Restate every record that follows, keeping it exact.

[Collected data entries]

☆ ☆ ☆ ☆ ☆ ☆ ☆

PR #266, opened 2026-01-12
ad hoc cahnges for poker

daiagi:
small
ad-hoc changes to integrate with poker


lukastanisic99:
Can I merge all the other stuff that's pending? This doesn't build on that?

daiagi:
Yes you can.

src/HolepunchRelay.ts
```diff
@@ -50,8 +52,6 @@ class HolepunchRelay {
                 this.removeAndConnectToRelayer(relayerUrl);
             };
             console.log("HolepunchRelay - set onError", relayerUrl);
-
-            this.updateCallback();
```
lukastanisic99, line 54: what was the problem here

PR #9305, opened 2023-08-22
UCP: Fix ep reconfig because of fp8 inaccuracy

brminich:
## What
1. When deciding what rma bw lanes to drop, local bw value needs to be packed/unpacked in fp8 format to make sure both sides make the same decision
2. Device num_paths coefficient should be applied after fp8 pack/unpack. Otherwise the ratio effect maybe just hidden by fp8 inaccuracy

### DIFF
--- a/src/ucp/wireup/select.c
+++ b/src/ucp/wireup/select.c
@@ -1241,15 +1241,20 @@ ucp_wireup_iface_avail_bandwidth(const ucp_worker_iface_t *wiface,
     double eps                = 1e-3;
     double local_bw, remote_bw;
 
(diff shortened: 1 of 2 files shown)


yosefe (dismissed):
do we have a test to catch the issue?

brminich:
> 

i was getting this issues with wire-compat tests with addrV2

yosefe:
@brminich maybe worth adding some addrv2 variants to wire combat testing?

brminich:
@yosefe added gtest which reproduces the issue

yosefe (approved):

PR #9307, opened 2023-08-23
UCS/DISTANCE: Update Intel Ice Lake sys root bandwidth

ivankochin:
## What
Set new value for sys root Ice Lake bandwidth

## Why ?
Current value is 220 MB/s. Running `ib_write_bw` testing showed that actual value is significantly higher. String for testing:

```
./ib_write_bw --use_cuda=0 --use_cuda_dmabuf --size=262144 --inline_size=64 -D 60 127.0.0.1
```
Checked on Intel(R) Xeon(R) Platinum 8380 with NVIDIA A100.

CPUID related info was took from [wikichip](https://en.wikichip.org/wiki/intel/microarchitectures/ice_lake_(server)#CPUID).


yosefe (approved):

ivankochin:
It was decided to close this PR for now, to better investigate the correctnes of distance detection (pci vs sysroot)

☆ ☆ ☆ ☆ ☆ ☆ ☆

#### [Task answer]
PR #266, opened 2026-01-12
ad hoc cahnges for poker

daiagi:
small
ad-hoc changes to integrate with poker


lukastanisic99:
Can I merge all the other stuff that's pending? This doesn't build on that?

daiagi:
Yes you can.

src/HolepunchRelay.ts
```diff
@@ -50,8 +52,6 @@ class HolepunchRelay {
                 this.removeAndConnectToRelayer(relayerUrl);
             };
             console.log("HolepunchRelay - set onError", relayerUrl);
-
-            this.updateCallback();
```
lukastanisic99, line 54: what was the problem here

PR #9305, opened 2023-08-22
UCP: Fix ep reconfig because of fp8 inaccuracy

brminich:
## What
1. When deciding what rma bw lanes to drop, local bw value needs to be packed/unpacked in fp8 format to make sure both sides make the same decision
2. Device num_paths coefficient should be applied after fp8 pack/unpack. Otherwise the ratio effect maybe just hidden by fp8 inaccuracy

### DIFF
--- a/src/ucp/wireup/select.c
+++ b/src/ucp/wireup/select.c
@@ -1241,15 +1241,20 @@ ucp_wireup_iface_avail_bandwidth(const ucp_worker_iface_t *wiface,
     double eps                = 1e-3;
     double local_bw, remote_bw;
 
(diff shortened: 1 of 2 files shown)


yosefe (dismissed):
do we have a test to catch the issue?

brminich:
> 

i was getting this issues with wire-compat tests with addrV2

yosefe:
@brminich maybe worth adding some addrv2 variants to wire combat testing?

brminich:
@yosefe added gtest which reproduces the issue

yosefe (approved):

PR #9307, opened 2023-08-23
UCS/DISTANCE: Update Intel Ice Lake sys root bandwidth

ivankochin:
## What
Set new value for sys root Ice Lake bandwidth

## Why ?
Current value is 220 MB/s. Running `ib_write_bw` testing showed that actual value is significantly higher. String for testing:

```
./ib_write_bw --use_cuda=0 --use_cuda_dmabuf --size=262144 --inline_size=64 -D 60 127.0.0.1
```
Checked on Intel(R) Xeon(R) Platinum 8380 with NVIDIA A100.

CPUID related info was took from [wikichip](https://en.wikichip.org/wiki/intel/microarchitectures/ice_lake_(server)#CPUID).


yosefe (approved):

ivankochin:
It was decided to close this PR for now, to better investigate the correctnes of distance detection (pci vs sysroot)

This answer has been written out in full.